PR #30409, opened 2021-08-05
Add python-monotonic

Timple:

## Package name:

python-monotonic

## Package Upstream Source:

python-monotonic

## Purpose of using this:

monotonic time is not available for python2. It can be usefull for dt calculations on systems where the clock can be modified by the operating system.

Distro packaging links:

  - `python-monotonic`
   - `python-monotonic`
  - `python-monotonic`
  - `python-monotonic`
  - `dev-python/monotonic`
  - not available
  - not available
  - not available

### DIFF
--- a/rosdep/python.yaml
+++ b/rosdep/python.yaml
@@ -2673,6 +2673,7 @@ python-monotonic:
   debian: [python-monotonic]
   fedora: [python-monotonic]
   nixos: [pythonPackages.monotonic]
+  opensuse: [python2-monotonic]
   ubuntu: [python-monotonic]
 python-more-itertools:
   arch: [python-more-itertools]
--- a/rosdep/python.yaml
+++ b/rosdep/python.yaml
@@ -2668,6 +2668,11 @@ python-mock:
     xenial_python3: [python3-mock]
     yakkety: [python-mock]
     zesty: [python-mock]
+python-monotonic:
+  arch: [python-monotonic]
+  debian: [python-monotonic]
+  fedora: [python-monotonic]
+  ubuntu: [python-monotonic]
 python-more-itertools:
   arch: [python-more-itertools]
   debian: [python-more-itertools]
--- a/rosdep/python.yaml
+++ b/rosdep/python.yaml
@@ -2672,7 +2672,6 @@ python-monotonic:
   arch: [python-monotonic]
   debian: [python-monotonic]
   fedora: [python-monotonic]
-  gentoo: [dev-python/monotonic]
   ubuntu: [python-monotonic]
 python-more-itertools:
   arch: [python-more-itertools]
--- a/rosdep/python.yaml
+++ b/rosdep/python.yaml
@@ -2672,6 +2672,7 @@ python-monotonic:
   arch: [python-monotonic]
   debian: [python-monotonic]
   fedora: [python-monotonic]
+  gentoo: [dev-python/monotonic]
   ubuntu: [python-monotonic]
 python-more-itertools:
   arch: [python-more-itertools]
--- a/rosdep/python.yaml
+++ b/rosdep/python.yaml
@@ -2671,7 +2671,7 @@ python-mock:
 python-monotonic:
   arch: [python-monotonic]
   debian: [python-monotonic]
-  fedora: [python-monotonic]
+  nixos: [pythonPackages.monotonic]
   ubuntu: [python-monotonic]
 python-more-itertools:
   arch: [python-more-itertools]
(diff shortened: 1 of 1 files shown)


rosdep/python.yaml
```diff
@@ -2668,6 +2668,12 @@ python-mock:
     xenial_python3: [python3-mock]
     yakkety: [python-mock]
     zesty: [python-mock]
+python-monotonic:
+  arch: [python-monotonic]
+  debian: [python-monotonic]
+  fedora: [python-monotonic]
+  gentoo: [dev-python/monotonic]
+  ubuntu: [python-monotonic]
```
jacobperron, line 2676: Let's add an entry for opensuse too:
```suggestion
  opensuse: [python2-monotonic]
  ubuntu: [python-monotonic]
```

rosdep/python.yaml
```diff
@@ -2668,6 +2668,12 @@ python-mock:
     xenial_python3: [python3-mock]
     yakkety: [python-mock]
     zesty: [python-mock]
+python-monotonic:
+  arch: [python-monotonic]
+  debian: [python-monotonic]
+  fedora: [python-monotonic]
+  gentoo: [dev-python/monotonic]
```
jacobperron, line 2675: I couldn't find that this package exists on Gentoo: https://packages.gentoo.org/packages/dev-python/monotonic
Maybe you could point me to the place?

jacobperron (commented):
It looks like there's a NixOS package here: https://search.nixos.org/packages?channel=21.05&show=python39Packages.monotonic&from=0&size=50&sort=relevance&query=monotonic

I think we can use the alias `pythonPackages.monotonic` (or maybe it's `python3Packages.monotonic`).

@lopsided98 please advise

lopsided98:
`pythonPackages.monotonic` is correct. `pythonPackages` should be used for Python 2 packages.

rosdep/python.yaml
Timple: A quick google-search pointed me to it. But perhaps in another flavor, I'll remove.

Timple:
For python3 the package is not required. You can simply `from time import monotomic`

So this is 'just' a python2 release for rosdistro.

jacobperron:
Thanks! Sounds like we can add `nixos: [pythonPackages.monotonic]` for Python 2 then.

rosdep/python.yaml
```diff
@@ -2668,6 +2668,11 @@ python-mock:
     xenial_python3: [python3-mock]
     yakkety: [python-mock]
     zesty: [python-mock]
+python-monotonic:
+  arch: [python-monotonic]
+  debian: [python-monotonic]
+  fedora: [python-monotonic]
```
nuclearsandwich, line 2674:
```suggestion
  nixos: [pythonPackages.monotonic]
```

Based on the discussion I propose this Nix package addition.

nuclearsandwich:
> It looks like there's a NixOS package here: [search.nixos.org/packages?channel=21.05&show=python39Packages.monotonic&from=0&size=50&sort=relevance&query=monotonic](https://search.nixos.org/packages?channel=21.05&show=python39Packages.monotonic&from=0&size=50&sort=relevance&query=monotonic)

Is there a specific motivation for adding nixOS package definitions for this PR?

jacobperron:
> Is there a specific motivation for adding nixOS package definitions for this PR?

No specific motivation. I just noticed the package is available :see_no_evil:

nuclearsandwich:
@Timple if you could please review the suggested changes and incorporate at least the OpenSUSE package that will help move this through review. Thanks.

rosdep/python.yaml
Timple: This helps :)
Didn't have access to a pc

jacobperron: This suggestion accidentally removed the Fedora entry.

rosdep/python.yaml
```diff
@@ -2668,6 +2668,11 @@ python-mock:
     xenial_python3: [python3-mock]
     yakkety: [python-mock]
     zesty: [python-mock]
+python-monotonic:
+  arch: [python-monotonic]
+  debian: [python-monotonic]
```
jacobperron, line 2673:
```suggestion
  debian: [python-monotonic]
  fedora: [python-monotonic]
```

mabelzhang:
We're still missing the opensuse key suggested above. Could you accept that suggestion?

mabelzhang (approved):

ivanpauno (approved):

ivanpauno:
@Timple please consider copying an actual link to the package in the `Links to Distribution Packages` section, and not only the package name for that OS. e.g.: https://archlinux.org/packages/community/any/python-monotonic/ for Arch.
That makes the reviewing process faster.

Thanks for the contribution!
━━━━━━━━━━━━━━━━━━━━
● What is expected
Retype all the data exactly, line for line.

● Result
PR #30409, opened 2021-08-05
Add python-monotonic

Timple:

## Package name:

python-monotonic

## Package Upstream Source:

python-monotonic

## Purpose of using this:

monotonic time is not available for python2. It can be usefull for dt calculations on systems where the clock can be modified by the operating system.

Distro packaging links:

  - `python-monotonic`
   - `python-monotonic`
  - `python-monotonic`
  - `python-monotonic`
  - `dev-python/monotonic`
  - not available
  - not available
  - not available

### DIFF
--- a/rosdep/python.yaml
+++ b/rosdep/python.yaml
@@ -2673,6 +2673,7 @@ python-monotonic:
   debian: [python-monotonic]
   fedora: [python-monotonic]
   nixos: [pythonPackages.monotonic]
+  opensuse: [python2-monotonic]
   ubuntu: [python-monotonic]
 python-more-itertools:
   arch: [python-more-itertools]
--- a/rosdep/python.yaml
+++ b/rosdep/python.yaml
@@ -2668,6 +2668,11 @@ python-mock:
     xenial_python3: [python3-mock]
     yakkety: [python-mock]
     zesty: [python-mock]
+python-monotonic:
+  arch: [python-monotonic]
+  debian: [python-monotonic]
+  fedora: [python-monotonic]
+  ubuntu: [python-monotonic]
 python-more-itertools:
   arch: [python-more-itertools]
   debian: [python-more-itertools]
--- a/rosdep/python.yaml
+++ b/rosdep/python.yaml
@@ -2672,7 +2672,6 @@ python-monotonic:
   arch: [python-monotonic]
   debian: [python-monotonic]
   fedora: [python-monotonic]
-  gentoo: [dev-python/monotonic]
   ubuntu: [python-monotonic]
 python-more-itertools:
   arch: [python-more-itertools]
--- a/rosdep/python.yaml
+++ b/rosdep/python.yaml
@@ -2672,6 +2672,7 @@ python-monotonic:
   arch: [python-monotonic]
   debian: [python-monotonic]
   fedora: [python-monotonic]
+  gentoo: [dev-python/monotonic]
   ubuntu: [python-monotonic]
 python-more-itertools:
   arch: [python-more-itertools]
--- a/rosdep/python.yaml
+++ b/rosdep/python.yaml
@@ -2671,7 +2671,7 @@ python-mock:
 python-monotonic:
   arch: [python-monotonic]
   debian: [python-monotonic]
-  fedora: [python-monotonic]
+  nixos: [pythonPackages.monotonic]
   ubuntu: [python-monotonic]
 python-more-itertools:
   arch: [python-more-itertools]
(diff shortened: 1 of 1 files shown)


rosdep/python.yaml
```diff
@@ -2668,6 +2668,12 @@ python-mock:
     xenial_python3: [python3-mock]
     yakkety: [python-mock]
     zesty: [python-mock]
+python-monotonic:
+  arch: [python-monotonic]
+  debian: [python-monotonic]
+  fedora: [python-monotonic]
+  gentoo: [dev-python/monotonic]
+  ubuntu: [python-monotonic]
```
jacobperron, line 2676: Let's add an entry for opensuse too:
```suggestion
  opensuse: [python2-monotonic]
  ubuntu: [python-monotonic]
```

rosdep/python.yaml
```diff
@@ -2668,6 +2668,12 @@ python-mock:
     xenial_python3: [python3-mock]
     yakkety: [python-mock]
     zesty: [python-mock]
+python-monotonic:
+  arch: [python-monotonic]
+  debian: [python-monotonic]
+  fedora: [python-monotonic]
+  gentoo: [dev-python/monotonic]
```
jacobperron, line 2675: I couldn't find that this package exists on Gentoo: https://packages.gentoo.org/packages/dev-python/monotonic
Maybe you could point me to the place?

jacobperron (commented):
It looks like there's a NixOS package here: https://search.nixos.org/packages?channel=21.05&show=python39Packages.monotonic&from=0&size=50&sort=relevance&query=monotonic

I think we can use the alias `pythonPackages.monotonic` (or maybe it's `python3Packages.monotonic`).

@lopsided98 please advise

lopsided98:
`pythonPackages.monotonic` is correct. `pythonPackages` should be used for Python 2 packages.

rosdep/python.yaml
Timple: A quick google-search pointed me to it. But perhaps in another flavor, I'll remove.

Timple:
For python3 the package is not required. You can simply `from time import monotomic`

So this is 'just' a python2 release for rosdistro.

jacobperron:
Thanks! Sounds like we can add `nixos: [pythonPackages.monotonic]` for Python 2 then.

rosdep/python.yaml
```diff
@@ -2668,6 +2668,11 @@ python-mock:
     xenial_python3: [python3-mock]
     yakkety: [python-mock]
     zesty: [python-mock]
+python-monotonic:
+  arch: [python-monotonic]
+  debian: [python-monotonic]
+  fedora: [python-monotonic]
```
nuclearsandwich, line 2674:
```suggestion
  nixos: [pythonPackages.monotonic]
```

Based on the discussion I propose this Nix package addition.

nuclearsandwich:
> It looks like there's a NixOS package here: [search.nixos.org/packages?channel=21.05&show=python39Packages.monotonic&from=0&size=50&sort=relevance&query=monotonic](https://search.nixos.org/packages?channel=21.05&show=python39Packages.monotonic&from=0&size=50&sort=relevance&query=monotonic)

Is there a specific motivation for adding nixOS package definitions for this PR?

jacobperron:
> Is there a specific motivation for adding nixOS package definitions for this PR?

No specific motivation. I just noticed the package is available :see_no_evil:

nuclearsandwich:
@Timple if you could please review the suggested changes and incorporate at least the OpenSUSE package that will help move this through review. Thanks.

rosdep/python.yaml
Timple: This helps :)
Didn't have access to a pc

jacobperron: This suggestion accidentally removed the Fedora entry.

rosdep/python.yaml
```diff
@@ -2668,6 +2668,11 @@ python-mock:
     xenial_python3: [python3-mock]
     yakkety: [python-mock]
     zesty: [python-mock]
+python-monotonic:
+  arch: [python-monotonic]
+  debian: [python-monotonic]
```
jacobperron, line 2673:
```suggestion
  debian: [python-monotonic]
  fedora: [python-monotonic]
```

mabelzhang:
We're still missing the opensuse key suggested above. Could you accept that suggestion?

mabelzhang (approved):

ivanpauno (approved):

ivanpauno:
@Timple please consider copying an actual link to the package in the `Links to Distribution Packages` section, and not only the package name for that OS. e.g.: https://archlinux.org/packages/community/any/python-monotonic/ for Arch.
That makes the reviewing process faster.

Thanks for the contribution!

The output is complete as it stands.